_The data:_
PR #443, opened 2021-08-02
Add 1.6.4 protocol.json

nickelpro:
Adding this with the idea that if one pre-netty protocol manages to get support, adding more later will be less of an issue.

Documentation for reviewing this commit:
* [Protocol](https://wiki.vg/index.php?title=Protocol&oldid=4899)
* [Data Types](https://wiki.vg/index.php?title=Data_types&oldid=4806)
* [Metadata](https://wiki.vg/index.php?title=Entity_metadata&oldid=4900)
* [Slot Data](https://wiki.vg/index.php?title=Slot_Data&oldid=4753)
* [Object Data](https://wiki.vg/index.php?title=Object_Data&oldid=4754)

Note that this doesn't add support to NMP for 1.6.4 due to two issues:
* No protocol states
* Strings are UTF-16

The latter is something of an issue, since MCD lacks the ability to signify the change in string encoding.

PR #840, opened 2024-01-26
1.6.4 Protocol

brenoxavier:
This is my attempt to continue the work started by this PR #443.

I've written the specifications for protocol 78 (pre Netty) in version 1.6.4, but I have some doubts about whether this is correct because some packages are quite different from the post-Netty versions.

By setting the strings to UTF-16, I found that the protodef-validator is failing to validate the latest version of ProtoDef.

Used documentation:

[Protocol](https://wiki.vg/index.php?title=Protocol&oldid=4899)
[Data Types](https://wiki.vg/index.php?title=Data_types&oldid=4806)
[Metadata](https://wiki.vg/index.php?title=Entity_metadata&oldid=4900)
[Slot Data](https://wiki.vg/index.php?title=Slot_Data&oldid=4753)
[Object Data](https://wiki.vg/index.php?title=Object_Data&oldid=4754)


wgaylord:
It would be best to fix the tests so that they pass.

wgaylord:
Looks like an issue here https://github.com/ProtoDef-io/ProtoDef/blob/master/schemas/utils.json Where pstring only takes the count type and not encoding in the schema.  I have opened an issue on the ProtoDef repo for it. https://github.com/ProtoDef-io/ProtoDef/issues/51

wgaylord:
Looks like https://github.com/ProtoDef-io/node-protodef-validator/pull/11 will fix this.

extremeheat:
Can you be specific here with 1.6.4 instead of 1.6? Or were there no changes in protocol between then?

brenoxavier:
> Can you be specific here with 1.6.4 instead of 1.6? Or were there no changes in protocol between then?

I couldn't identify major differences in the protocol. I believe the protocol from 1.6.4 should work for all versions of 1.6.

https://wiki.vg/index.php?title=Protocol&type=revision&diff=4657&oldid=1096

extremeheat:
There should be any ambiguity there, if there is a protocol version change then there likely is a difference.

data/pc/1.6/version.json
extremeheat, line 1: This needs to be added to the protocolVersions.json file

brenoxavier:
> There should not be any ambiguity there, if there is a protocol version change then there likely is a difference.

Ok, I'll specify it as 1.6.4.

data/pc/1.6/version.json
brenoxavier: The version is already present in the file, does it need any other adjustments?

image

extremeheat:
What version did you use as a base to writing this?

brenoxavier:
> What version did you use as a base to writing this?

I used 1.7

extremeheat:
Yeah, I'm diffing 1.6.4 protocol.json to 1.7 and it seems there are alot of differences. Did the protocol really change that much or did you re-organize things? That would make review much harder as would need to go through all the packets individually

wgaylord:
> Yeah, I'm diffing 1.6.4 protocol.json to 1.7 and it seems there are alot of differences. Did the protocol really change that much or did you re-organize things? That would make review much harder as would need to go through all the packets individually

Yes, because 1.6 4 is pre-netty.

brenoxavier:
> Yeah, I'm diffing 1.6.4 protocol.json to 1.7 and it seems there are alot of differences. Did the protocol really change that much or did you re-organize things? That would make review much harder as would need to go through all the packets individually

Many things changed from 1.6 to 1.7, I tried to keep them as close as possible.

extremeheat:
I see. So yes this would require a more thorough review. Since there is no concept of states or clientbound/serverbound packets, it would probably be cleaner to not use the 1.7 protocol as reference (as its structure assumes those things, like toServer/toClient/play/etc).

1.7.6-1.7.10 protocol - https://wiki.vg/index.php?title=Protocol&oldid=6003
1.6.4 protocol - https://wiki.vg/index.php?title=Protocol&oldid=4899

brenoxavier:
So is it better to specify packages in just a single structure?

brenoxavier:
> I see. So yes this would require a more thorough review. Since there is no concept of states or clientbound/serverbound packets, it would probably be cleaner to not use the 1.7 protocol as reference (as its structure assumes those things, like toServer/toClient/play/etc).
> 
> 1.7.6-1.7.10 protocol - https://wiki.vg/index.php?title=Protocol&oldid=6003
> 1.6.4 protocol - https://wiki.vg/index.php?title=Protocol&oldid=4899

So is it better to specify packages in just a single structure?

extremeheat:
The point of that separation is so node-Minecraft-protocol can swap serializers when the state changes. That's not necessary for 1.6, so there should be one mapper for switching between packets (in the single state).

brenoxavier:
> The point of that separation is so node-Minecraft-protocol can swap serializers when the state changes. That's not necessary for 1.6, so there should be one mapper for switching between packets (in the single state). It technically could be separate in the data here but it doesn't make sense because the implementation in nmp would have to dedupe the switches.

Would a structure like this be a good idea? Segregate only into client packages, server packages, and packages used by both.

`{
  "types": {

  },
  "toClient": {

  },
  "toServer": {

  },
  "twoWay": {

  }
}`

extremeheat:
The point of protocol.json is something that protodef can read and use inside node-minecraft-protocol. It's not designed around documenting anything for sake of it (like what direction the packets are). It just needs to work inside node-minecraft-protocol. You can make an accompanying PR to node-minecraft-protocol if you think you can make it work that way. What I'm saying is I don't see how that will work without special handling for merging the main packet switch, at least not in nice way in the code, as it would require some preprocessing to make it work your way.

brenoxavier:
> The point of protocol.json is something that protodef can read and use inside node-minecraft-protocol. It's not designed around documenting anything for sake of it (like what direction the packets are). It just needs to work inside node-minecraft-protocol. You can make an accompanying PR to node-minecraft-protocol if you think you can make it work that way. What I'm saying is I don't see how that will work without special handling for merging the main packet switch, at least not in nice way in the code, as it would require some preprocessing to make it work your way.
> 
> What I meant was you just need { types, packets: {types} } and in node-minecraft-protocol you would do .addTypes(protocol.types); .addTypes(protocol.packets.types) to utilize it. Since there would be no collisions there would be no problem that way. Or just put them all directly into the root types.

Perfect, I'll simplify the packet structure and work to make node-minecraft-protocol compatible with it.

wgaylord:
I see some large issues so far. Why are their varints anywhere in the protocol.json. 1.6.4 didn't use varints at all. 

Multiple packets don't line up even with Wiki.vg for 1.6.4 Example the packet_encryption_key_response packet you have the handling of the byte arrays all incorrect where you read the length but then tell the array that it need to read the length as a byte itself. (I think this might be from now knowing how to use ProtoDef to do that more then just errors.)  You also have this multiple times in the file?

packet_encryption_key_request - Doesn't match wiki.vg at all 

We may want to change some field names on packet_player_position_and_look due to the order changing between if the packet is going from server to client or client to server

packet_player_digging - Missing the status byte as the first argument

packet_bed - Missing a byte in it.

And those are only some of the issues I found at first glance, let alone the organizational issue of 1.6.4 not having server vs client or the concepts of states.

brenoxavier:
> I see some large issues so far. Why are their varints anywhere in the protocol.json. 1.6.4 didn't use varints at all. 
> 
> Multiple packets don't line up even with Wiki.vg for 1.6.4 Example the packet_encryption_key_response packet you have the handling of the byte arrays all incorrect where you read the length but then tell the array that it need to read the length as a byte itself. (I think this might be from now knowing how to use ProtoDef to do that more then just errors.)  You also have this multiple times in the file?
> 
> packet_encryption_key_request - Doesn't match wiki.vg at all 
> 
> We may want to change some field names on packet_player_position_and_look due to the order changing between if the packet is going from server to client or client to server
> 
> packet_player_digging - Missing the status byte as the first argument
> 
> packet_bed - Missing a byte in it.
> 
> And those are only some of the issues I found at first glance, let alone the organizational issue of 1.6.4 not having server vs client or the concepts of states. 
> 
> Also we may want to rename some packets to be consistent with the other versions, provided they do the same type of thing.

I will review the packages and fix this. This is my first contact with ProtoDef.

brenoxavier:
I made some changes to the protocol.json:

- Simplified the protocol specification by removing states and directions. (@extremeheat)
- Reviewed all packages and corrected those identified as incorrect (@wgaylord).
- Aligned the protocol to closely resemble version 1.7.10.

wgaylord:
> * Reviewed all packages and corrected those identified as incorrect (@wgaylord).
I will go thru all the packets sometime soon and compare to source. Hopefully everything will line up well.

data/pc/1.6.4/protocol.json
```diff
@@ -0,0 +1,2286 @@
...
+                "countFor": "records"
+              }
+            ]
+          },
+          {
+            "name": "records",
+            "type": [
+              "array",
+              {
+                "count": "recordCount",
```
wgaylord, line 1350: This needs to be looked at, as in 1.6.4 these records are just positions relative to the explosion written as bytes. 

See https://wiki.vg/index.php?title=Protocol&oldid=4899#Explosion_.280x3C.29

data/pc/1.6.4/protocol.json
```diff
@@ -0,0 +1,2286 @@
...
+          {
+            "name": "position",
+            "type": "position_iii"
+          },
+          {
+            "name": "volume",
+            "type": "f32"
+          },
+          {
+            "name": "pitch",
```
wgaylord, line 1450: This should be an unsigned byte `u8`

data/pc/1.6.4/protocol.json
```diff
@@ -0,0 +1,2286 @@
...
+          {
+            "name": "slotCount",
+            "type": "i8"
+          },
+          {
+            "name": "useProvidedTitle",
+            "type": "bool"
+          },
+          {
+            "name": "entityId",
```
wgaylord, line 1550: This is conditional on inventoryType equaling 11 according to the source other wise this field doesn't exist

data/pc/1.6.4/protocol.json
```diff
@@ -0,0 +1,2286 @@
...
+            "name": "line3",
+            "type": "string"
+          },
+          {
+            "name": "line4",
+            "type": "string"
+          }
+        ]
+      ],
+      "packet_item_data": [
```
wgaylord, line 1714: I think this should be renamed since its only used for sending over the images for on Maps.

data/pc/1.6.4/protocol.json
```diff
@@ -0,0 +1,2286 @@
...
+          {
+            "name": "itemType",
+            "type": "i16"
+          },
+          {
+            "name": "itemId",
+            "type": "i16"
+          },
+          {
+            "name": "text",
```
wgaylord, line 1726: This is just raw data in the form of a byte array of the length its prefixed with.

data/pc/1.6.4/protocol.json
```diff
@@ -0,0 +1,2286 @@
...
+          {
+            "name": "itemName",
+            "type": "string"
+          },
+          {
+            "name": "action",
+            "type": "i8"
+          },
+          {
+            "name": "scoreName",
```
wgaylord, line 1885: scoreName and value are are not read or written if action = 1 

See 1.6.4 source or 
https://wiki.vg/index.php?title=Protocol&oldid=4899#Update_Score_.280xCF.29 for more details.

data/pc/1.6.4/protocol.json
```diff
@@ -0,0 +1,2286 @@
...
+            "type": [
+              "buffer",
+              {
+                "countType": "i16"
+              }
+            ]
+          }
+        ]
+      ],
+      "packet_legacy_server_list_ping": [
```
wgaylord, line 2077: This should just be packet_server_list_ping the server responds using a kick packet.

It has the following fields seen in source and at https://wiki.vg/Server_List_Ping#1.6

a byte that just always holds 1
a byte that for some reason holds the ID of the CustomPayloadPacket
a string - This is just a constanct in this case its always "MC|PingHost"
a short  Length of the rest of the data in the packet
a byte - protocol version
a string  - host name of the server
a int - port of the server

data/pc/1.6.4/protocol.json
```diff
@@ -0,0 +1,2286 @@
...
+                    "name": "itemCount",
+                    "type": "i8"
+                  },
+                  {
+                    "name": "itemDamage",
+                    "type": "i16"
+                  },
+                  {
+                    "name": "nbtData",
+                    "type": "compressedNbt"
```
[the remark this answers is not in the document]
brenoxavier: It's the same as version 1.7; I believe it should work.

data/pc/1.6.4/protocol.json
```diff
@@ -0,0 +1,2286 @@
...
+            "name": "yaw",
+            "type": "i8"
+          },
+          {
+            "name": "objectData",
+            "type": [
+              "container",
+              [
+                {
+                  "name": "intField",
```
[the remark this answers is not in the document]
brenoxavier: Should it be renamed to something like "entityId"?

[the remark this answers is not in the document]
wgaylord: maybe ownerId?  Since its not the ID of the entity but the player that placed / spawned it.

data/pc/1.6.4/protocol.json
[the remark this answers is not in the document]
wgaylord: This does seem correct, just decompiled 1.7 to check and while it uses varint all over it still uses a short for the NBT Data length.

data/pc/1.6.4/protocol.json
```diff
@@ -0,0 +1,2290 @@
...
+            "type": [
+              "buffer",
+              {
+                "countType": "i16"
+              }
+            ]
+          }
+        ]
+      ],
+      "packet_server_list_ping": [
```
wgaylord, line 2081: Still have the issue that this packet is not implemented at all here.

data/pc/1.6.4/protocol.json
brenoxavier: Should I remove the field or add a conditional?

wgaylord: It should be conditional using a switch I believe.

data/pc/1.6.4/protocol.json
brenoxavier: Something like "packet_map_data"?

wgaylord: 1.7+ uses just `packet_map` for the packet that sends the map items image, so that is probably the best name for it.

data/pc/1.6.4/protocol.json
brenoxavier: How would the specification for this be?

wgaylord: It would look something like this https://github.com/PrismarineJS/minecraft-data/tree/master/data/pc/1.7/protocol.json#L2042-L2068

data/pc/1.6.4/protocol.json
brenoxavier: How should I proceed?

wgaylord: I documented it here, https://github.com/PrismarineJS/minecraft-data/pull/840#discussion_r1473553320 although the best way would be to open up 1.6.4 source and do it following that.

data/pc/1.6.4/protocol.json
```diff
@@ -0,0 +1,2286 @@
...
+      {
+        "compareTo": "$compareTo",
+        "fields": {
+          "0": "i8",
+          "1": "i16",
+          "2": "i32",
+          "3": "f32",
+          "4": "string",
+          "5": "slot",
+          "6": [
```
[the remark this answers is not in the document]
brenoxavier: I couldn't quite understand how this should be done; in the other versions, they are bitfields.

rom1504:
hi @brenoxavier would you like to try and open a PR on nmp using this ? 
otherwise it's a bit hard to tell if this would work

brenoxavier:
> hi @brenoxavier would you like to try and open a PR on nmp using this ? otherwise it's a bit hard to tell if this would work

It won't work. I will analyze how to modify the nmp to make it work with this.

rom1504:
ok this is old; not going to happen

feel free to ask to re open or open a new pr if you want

_What you will do:_ Check the entries above line by line and return each one containing the word "over".

_Completed task:_
wgaylord, line 1714: I think this should be renamed since its only used for sending over the images for on Maps.
wgaylord: This does seem correct, just decompiled 1.7 to check and while it uses varint all over it still uses a short for the NBT Data length.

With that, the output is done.